I agree -- Oprah has a huge burden of responsibility to go along with her fame and privilege. But I maintain that she's a good person who takes her position as a role model seriously. I think that if it really occurred to her that her public weight loss struggles were having a negative effect on women, she'd rethink the way she speaks on this issue in future. 

I contend that the size acceptance movement is really not known to a majority of people yet. It isn't understood by most in our society -- overweight, or otherwise -- that anyone who is fat might not be together with Oprah in the same miserable boat of low self-esteem and sad need to confess failure and disappointment in themselves. I mean -- how could anyone actually be _happy_ being fat, right? Still, strange as that sounds to us in the Dims community, I can remember a time, before my eyes were opened, when I thought that way, too.

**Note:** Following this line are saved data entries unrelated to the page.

PR #387, opened 2026-06-01
Improve race condition handling in featured daemon-reload and docker container startup

arista-setu:
**Issue:**

This PR proposes an improvement for an open issue https://github.com/sonic-net/sonic-buildimage/issues/20988.

The underlying issue has been observed on chassis but is rarely seen and has not been reproducible. However, thorough code review suggests a potential race condition may exist between featured daemon-reload and docker container start process which is addressed by this PR

Based on current code review, following procedure during boot could have causes this issue:
- The featured daemon loops through every feature and for each one writes a systemd config file, calls systemctl daemon-reload (which temporarily tears down cgroup directories)
- Then, docker container starts 
- Here when daemon-reload fires for the next feature in loop ( here note that the container started in the previous iteration might still be initializing), it destroys the group path that the previous container's run process is trying to write its PID to, resulting in the "no such device" error.

https://github.com/sonic-net/sonic-host-services/blob/202405/scripts/featured#L227 > tiggers daemon-reload https://github.com/sonic-net/sonic-host-services/blob/202405/scripts/featured#L367

As a result, the docker start could fail as follow:
```
ERR container: docker cmd: start for eventd failed with 500 Server Error for http+docker://localhost/v1.43/containers/e6c2c0c3006061fd86d1736f8372ca4a10a7d8709d9a4c30c1da6d996576a2f0/start:
Internal Server Error ("failed to create task for container: failed to create shim task: OCI runtime create failed: runc create failed: unable to start container process: unable to apply cgroup configuration: failed to write 19294: write /sys/fs/cgroup/blkio/docker/e6c2c0c3006061fd86d1736f8372ca4a10a7d8709d9a4c30c1da6d996576a2f0/cgroup.procs: no such device: unknown")
```

**Proposed Improvement:**

The proposed fix will slightly change docker startup procedure. We could use 2 phase approach in `sync_state_field` : https://github.com/sonic-net/sonic-host-services/blob/202405/scripts/featured#L210) to avoid race condition between systemctl daemon-reload and Docker container startup:
- Phase 1 - write all systemd config files and trigger a single daemon-reload after all config is written
- Phase 2 - start all the containers 

**Testing:**

The issue was not reproduced before this change during testing.

However, I've attempted 5-6 reboots on chassis with 202405 image with this particular change. The underlying issue was still not reproduces and no other side-effects of this change were seen. All docker containers started as expected.

NOTE : Since that issue was never reliably reproduced, and other systemd units (started by sonic.target) actually may or may not cause the same race condition. The proposed improvement in featured is just a defensive approach to eliminate possibility that it race condition is cause by featured

**Backport request:**

I would like to request to be included in 202405. A direct backport will not apply to 202405 branch and hence a separate PR against the 202405 branch is create : https://github.com/sonic-net/sonic-host-services/pull/388

### DIFF
--- a/scripts/featured
+++ b/scripts/featured
@@ -221,7 +221,14 @@ class FeatureHandler(object):
         Summary:
         Updates the state field in the FEATURE|* tables as the state field
         might have to be rendered based on DEVICE_METADATA table and generated Device Running Metadata
+
+        Uses a two-phase approach to avoid a race condition between systemctl
+        daemon-reload and Docker container startup:
+        Phase 1: Write all systemd config files, followed by daemon-reload.
+        Phase 2: Start/stop all feature services (no daemon-reloads required).
         """
+        # Phase 1: Write all systemd configs and cache features
+        syslog.syslog(syslog.LOG_INFO, "Writing systemd configs")
         for feature_name in feature_table.keys():
             if not feature_name:
                 syslog.syslog(syslog.LOG_WARNING, "Feature is None")
@@ -233,7 +240,18 @@ class FeatureHandler(object):
             feature = Feature(feature_name, feature_table[feature_name], device_config)
 
             self._cached_config.setdefault(feature_name, feature)
-            self.update_systemd_config(feature)
+            self.update_systemd_config(feature, reload=False)
+
+        # Perform daemon-reload after all configs are written
+        self.reload_systemd_config()
+
+        # Phase 2: Start/stop services without daemon-reloads
+        syslog.syslog(syslog.LOG_INFO, "Restarting services")
+        for feature_name in feature_table.keys():
+            if not feature_name:
+                syslog.syslog(syslog.LOG_WARNING, "Feature is None")
+                continue
+            feature = self._cached_config[feature_name]
             self.update_feature_state(feature)
             self.sync_feature_scope(feature)
             self.resync_feature_state(feature)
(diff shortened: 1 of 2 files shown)


scripts/featured
```diff
@@ -233,7 +240,18 @@ class FeatureHandler(object):
             feature = Feature(feature_name, feature_table[feature_name], device_config)
 
             self._cached_config.setdefault(feature_name, feature)
-            self.update_systemd_config(feature)
+            self.update_systemd_config(feature, reload=False)
```
anamehra, line 243: while this change may improve handling from featured, it may not completely remove th erace condition as the services are started by sonic.target, correct? If thats the case, may we rephrase title/description as improvement not a fix?

tests/featured/featured_test.py
```diff
@@ -524,7 +524,6 @@ def test_feature_events(self, mock_syslog, get_runtime):
                         call(['sudo', 'systemctl', 'unmask', 'dhcp_relay.service'], capture_output=True, check=True, text=True),
                         call(['sudo', 'systemctl', 'enable', 'dhcp_relay.service'], capture_output=True, check=True, text=True),
                         call(['sudo', 'systemctl', 'start', 'dhcp_relay.service'], capture_output=True, check=True, text=True),
-                        call(['sudo', 'systemctl', 'daemon-reload'], capture_output=True, check=True, text=True),
```
anamehra, line 527: we remove daemon-reload from this path but could there be additional tests added to validate the changed flow?

mlok-nokia (approved):

scripts/featured
arista-setu: Thanks for raising this. Yes, your right. `sonic.target` orchestrates services beyond just featured, and other systemd units **_may_** still trigger daemon-reload or manipulate cgroups during container startup, reintroducing the same race -- which suggests that this PR is not a fix for mentioned issue.

However, since that issue was never reliably reproduced, and other systemd units (started by `sonic.target`) actually **_may or may not_** cause the same race condition if container instantiation is not too tight like it was in featured loop.

**Updated the title and description**
Given we're shipping a defensive improvement with featured, I've rephrased the title/description to reflect this more accurately.

Thanks

tests/featured/featured_test.py
arista-setu: I've added new unit test cases to test 2-phase approach proposed in the PR.

anamehra (approved):

abdosi (approved):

I seriously don't think Oprah gets it yet -- obviously, it would be better for all of us if she did. But I don't believe she thinks she's doing anything wrong by making these remarks. I'm willing to extend her the benefit of the doubt and hope that there's a constructive way to get her to be a bit more aware.


----------



## mossystate (Dec 10, 2008)

LalaCity said:


> I agree -- Oprah has a huge burden of responsibility to go along with her fame and privilege. But I maintain that she's a good person who takes her position as a role model seriously. I think that if it really occurred to her that her public weight loss struggles were having a negative effect on women, she'd rethink the way she speaks on this issue in future.
> 
> But I contend that the size acceptance movement is really not known to a majority of people yet.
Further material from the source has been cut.